Start of Given information
PR #1186, opened 2020-09-18
DC Motor upgrade

wsad4ryba:
Hi,

There is a small error with duty cycle, in DCMotor2PinNoEnable.cs. Please compare also to DCMotor3Pin.cs.


src/devices/DCMotor/DCMotor2PinNoEnable.cs
```diff
@@ -73,7 +73,7 @@ public override double Speed
                         Controller.Write(_pin1, PinValue.High);
                     }
 
-                    _pwm.DutyCycle = 1.0 + val;
+                    _pwm.DutyCycle = Math.Abs(val);
```
krwq, line 76: are you seeing any specific issue? this value is negative here and pin1 is opposite to what you have for positive values which means duty cycle has to be 1-Math.Abs(val)` but since we know value is negative we can just `1+val`

krwq (commented):
please describe issue you're seeing

wsad4ryba:
I noticed the problem when I tried something like this:
```cs
for (int i = 0; i < 360; i++)
{
    speedSet = Math.Sin(Math.PI * i / 180.0);
    System.Console.WriteLine($"{i}. Actual motor setting is: {speedSet}");
    motor.Speed = speedSet;
    Thread.Sleep(100);
}
```
I start with small positive values, accelerate the engine to the maximum and then slow it down, after passing negative values it should behave the same way, but turn the other way.
And this is where the problem begins, when small negative values appeared, the engine started to spin very quickly, then slowed down and then accelerated again, which is opposite to the positive values, and yet it should behave similarly but spin the other way.
The directional pin changes the direction in which the current flows through the motor, while the motor speed is proportional to the duty cycle of PWM, because the average output voltage is proportional to the duty cycle. So if the motor should turn slowly we set a small value in the duty cycle, if quickly this value should be high, regardless of the direction because the direction is changed with the direction pin.
Let's see what happens if we want to set a low negative value to motor.Speed, let's take -0.1 for example:
- if we use the old version we get 1 + (-0.1) = 0.9 so the engine spins fast which means bad performance.
- if we use the new version, -0.1 will turn into 0.1 so the motor will turn slowly, and by changing the directional pin it will turn in the opposite direction, so it does exactly what it should.

I tested it using this motor driver:
https://www.cytron.io/p-13amp-6v-30v-dc-motor-driver
and here you can find sample code to handle it:
https://github.com/CytronTechnologies/CytronMotorDriver/blob/master/CytronMotorDriver.cpp

I hope my answer is sufficient ;)

krwq:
End of Given information
The response has to match the data exactly, line for line.

PR #1186, opened 2020-09-18
DC Motor upgrade

wsad4ryba:
Hi,

There is a small error with duty cycle, in DCMotor2PinNoEnable.cs. Please compare also to DCMotor3Pin.cs.


src/devices/DCMotor/DCMotor2PinNoEnable.cs
```diff
@@ -73,7 +73,7 @@ public override double Speed
                         Controller.Write(_pin1, PinValue.High);
                     }
 
-                    _pwm.DutyCycle = 1.0 + val;
+                    _pwm.DutyCycle = Math.Abs(val);
```
krwq, line 76: are you seeing any specific issue? this value is negative here and pin1 is opposite to what you have for positive values which means duty cycle has to be 1-Math.Abs(val)` but since we know value is negative we can just `1+val`

krwq (commented):
please describe issue you're seeing

wsad4ryba:
I noticed the problem when I tried something like this:
```cs
for (int i = 0; i < 360; i++)
{
    speedSet = Math.Sin(Math.PI * i / 180.0);
    System.Console.WriteLine($"{i}. Actual motor setting is: {speedSet}");
    motor.Speed = speedSet;
    Thread.Sleep(100);
}
```
I start with small positive values, accelerate the engine to the maximum and then slow it down, after passing negative values it should behave the same way, but turn the other way.
And this is where the problem begins, when small negative values appeared, the engine started to spin very quickly, then slowed down and then accelerated again, which is opposite to the positive values, and yet it should behave similarly but spin the other way.
The directional pin changes the direction in which the current flows through the motor, while the motor speed is proportional to the duty cycle of PWM, because the average output voltage is proportional to the duty cycle. So if the motor should turn slowly we set a small value in the duty cycle, if quickly this value should be high, regardless of the direction because the direction is changed with the direction pin.
Let's see what happens if we want to set a low negative value to motor.Speed, let's take -0.1 for example:
- if we use the old version we get 1 + (-0.1) = 0.9 so the engine spins fast which means bad performance.
- if we use the new version, -0.1 will turn into 0.1 so the motor will turn slowly, and by changing the directional pin it will turn in the opposite direction, so it does exactly what it should.

I tested it using this motor driver:
https://www.cytron.io/p-13amp-6v-30v-dc-motor-driver
and here you can find sample code to handle it:
https://github.com/CytronTechnologies/CytronMotorDriver/blob/master/CytronMotorDriver.cpp

I hope my answer is sufficient ;)

krwq:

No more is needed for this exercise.